What the exercise asks: Where does the string "names" appear in the records? Copy every line that contains it.

────────

PR #1387, opened 2025-03-07
[skrifa] glyph names API

### LINKED ISSUE #1261: [skrifa] Please add a glyph name function

dfrg:
Adds an API for accessing glyph names. Tries the `post` and `CFF` tables in that order. If neither are available or do not contain glyph names, then this generates synthesized names in the format `gidDDD` to match HarfBuzz.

────────

Solution to the exercise:
[skrifa] glyph names API
Adds an API for accessing glyph names. Tries the `post` and `CFF` tables in that order. If neither are available or do not contain glyph names, then this generates synthesized names in the format `gidDDD` to match HarfBuzz.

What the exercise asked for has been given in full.